(Stored records)
-*-
Issue #813, opened 2024-10-09
Fix checkbox issues with Nightly


kristijanhusak:
### Describe the bug

With the tree-sitter update https://github.com/neovim/neovim/pull/30589 , few features related to checkbox started to fail.

### Steps to reproduce

Create a checkbox, try to toggle it.

### Expected behavior

-

### Minimal init.lua

```lua

-- Enter your minimal_init.lua here

```

### OS / Distro

Linux

### Neovim version/commit

NVIM v0.11.0-dev-936+gf449a38f6

kristijanhusak:
Minor issue fixed in c6540955acbe.
Other issues coming from https://github.com/neovim/neovim/issues/30792

lyz-code:
@kristijanhusak I think this one has been solved with the latest changes

ynhhoJ:
I'm not sure if this is correct issue for that, but i can't toggle `A` checkbox using `<C-Space>`.

Example:
```md
- [ ] A
- [ ] B
```

If I press `<C-Space>` with cursor on `B`, everything works good.

`:Inspect` result of `A` checkbox:

![Image](https://github.com/user-attachments/assets/c96dd074-1ec4-42e5-af43-bdafabf75f41)

kristijanhusak:
@ynhhoJ does it happen on stable Neovim version, like 0.10.3?

ynhhoJ:
@kristijanhusak , just tested on `0.10.4` and everything works fine, seems that can be a problem in `0.11.0` version.

My `nvim -v`:

```
NVIM v0.11.0-dev-1664+ge71d2c817d
Build type: RelWithDebInfo
LuaJIT 2.1.1736781742
Run "nvim -V1 -v" for more info
```

PR #815, opened 2024-10-18
feat(refile): improve ux by matching files more fuzzily

BreitbandModem:
Hi, I really like this project!

I'm using the org-roam plugin, and it will prefix every file with the current timestamp to make sure it's unique (e.g. `20241013095846-helloworld.org`).
Refiling to such files is really inconvenient as I need to circle through all filenames with the TAB key.
Searching for it is really cumbersome as I'd have to type in the exact timestamp of this orgfile.

My suggestion is to remove the anchor (`^`) from the file pattern matching, and allow the search string to be anywhere in the filename.
This way I can just type `hello` or even `world` to quickly select the refile target.

### DIFF
--- a/lua/orgmode/capture/init.lua
+++ b/lua/orgmode/capture/init.lua
@@ -408,19 +408,17 @@ end
 ---@param arg_lead string
 ---@return string[]
 function Capture:autocomplete_refile(arg_lead)
-  local valid_filenames = self:_get_autocompletion_files(true)
+  local valid_files = self:_get_autocompletion_files(true)
 
-  if not arg_lead then
-    return vim.tbl_keys(valid_filenames)
+  if not arg_lead or #arg_lead == 0 then
+    return vim.tbl_keys(valid_files)
   end
-  local parts = vim.split(arg_lead, '/', { plain = true })
 
-  local selected_file = valid_filenames[parts[1] .. '/']
+  local filename = vim.split(arg_lead, '/', { plain = true })[1]
+  local selected_file = valid_files[filename .. '/']
 
   if not selected_file then
-    return vim.tbl_filter(function(file)
-      return file:match('^' .. vim.pesc(parts[1]))
-    end, vim.tbl_keys(valid_filenames))
+    return vim.fn.matchfuzzy(vim.tbl_keys(valid_files), filename)
   end
 
   local headlines = selected_file:get_opened_unfinished_headlines()


kristijanhusak:
@seflue tree-sitter was updated on master and it broke some of the functionality. I created an issue to track that https://github.com/nvim-orgmode/orgmode/issues/813. If other versions are passing we are ok.

lua/orgmode/capture/init.lua
```diff
@@ -419,7 +419,7 @@ function Capture:autocomplete_refile(arg_lead)
 
   if not selected_file then
     return vim.tbl_filter(function(file)
-      return file:match('^' .. vim.pesc(parts[1]))
+      return file:match(vim.pesc(parts[1]))
```
seflue, line 422:
```suggestion
      return string.lower(file):match(string.lower(vim.pesc(parts[1])))
```
Fuzzy finding is most convenient, if it's case-insensitive.

seflue (changes requested):
If you can make the matching case insensitive (see suggestions) I would very appreciate to see this merged, because it improves the usability a lot.

lua/orgmode/capture/init.lua
BreitbandModem: yes agree, that's even better 👍

kristijanhusak: What about [matchfuzzy](https://neovim.io/doc/user/builtin.html#matchfuzzy()) ?

seflue: @kristijanhusak Implementing matchfuzzy is different and would take much more of an effort while this simple line of code brings immediately a massive improvement. I would prefer to do experimenting with matchfuzzy in a separate PR. It is also not clear, that it would improve usability, because fuzzy matching can return an unexpectedly large result set and how intuitively it feels depends a lot on the underlying algorithm and implementation.

@kristijanhusak I would prefer to experiment with matchfuzzy in a separate PR. Implementing matchfuzzy is something different and would require a lot more effort, while this simple line of code will immediately bring a massive improvement in usability. I would also like to point out that fuzzy matching does not necessarily improve usability. It can produce an unexpectedly large result set, and how intuitive it feels depends a lot on the underlying algorithm and implementation. Which again raises the effort to implement it correctly, because it needs more experimentation.

BreitbandModem: ... I just pushed a version using the `matchfuzzy` 😅 
Doesn't seem to be much effort to implement it. It actually simplified the code imo.
In terms of usability - yes it might yield premature search results. But I don't think that's too bad for usability.

Btw, I found that the first safeguard condition that check the search string is not working.
The `arg_lead` is not nil, it's just an empty string..

seflue: I take whatever improves the current situation :wink: I was just speaking from my experience with telescope-orgmode, and that it can be hard to fine-tune the result set to something that feels intuitive. And I wasn't sure how motivated you @BreitbandModem would be to change your implementation, because although you modestly state that it wasn't much effort, it's actually a bigger change than just removing a few characters.

Many thanks for the contribution. :+1:

kristijanhusak: Let's go with the fuzzy matching for now, and we can change it later. I'm not using this autocomplete so often,p so if you run into some issues with matching feel free to open up a separate issue.

lua/orgmode/capture/init.lua
```diff
@@ -408,19 +408,17 @@ end
...
 
-  local selected_file = valid_filenames[parts[1] .. '/']
+  local filename = vim.split(arg_lead, '/', { plain = true })[1]
+  local selected_file = valid_files[filename .. '/']
 
   if not selected_file then
-    return vim.tbl_filter(function(file)
-      return file:match('^' .. vim.pesc(parts[1]))
-    end, vim.tbl_keys(valid_filenames))
+    return vim.fn.matchfuzzy(vim.tbl_keys(valid_files), vim.pesc(filename))
```
kristijanhusak, line 421: We don't need `vim.pesc` here, it is used for lua pattern matching, but `matchfuzzy` is vimscript function.

kristijanhusak (changes requested):
Looks good, but we don't need `vim.pesc` so you can remove that part.

lua/orgmode/capture/init.lua
BreitbandModem: Thanks for the hint!
I removed it.

Btw. I hope you don't mind me force pushing.
Not sure what you'd consider best practice in this project.
But for now I didn't wanna bloat the commit history...

seflue: > Btw. I hope you don't mind me force pushing.
> Not sure what you'd consider best practice in this project.
> But for now I didn't wanna bloat the commit history...

I force-push on PRs all the time and @kristijanhusak never complained. Because the PRs get squash-merged anyway I think it is no big deal. 🙂

kristijanhusak (approved):

kristijanhusak:
Thanks!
-*-
Exercise
Your reply must consist of one number, the count of lines in the entries that hold "hope".

Solved exercise
2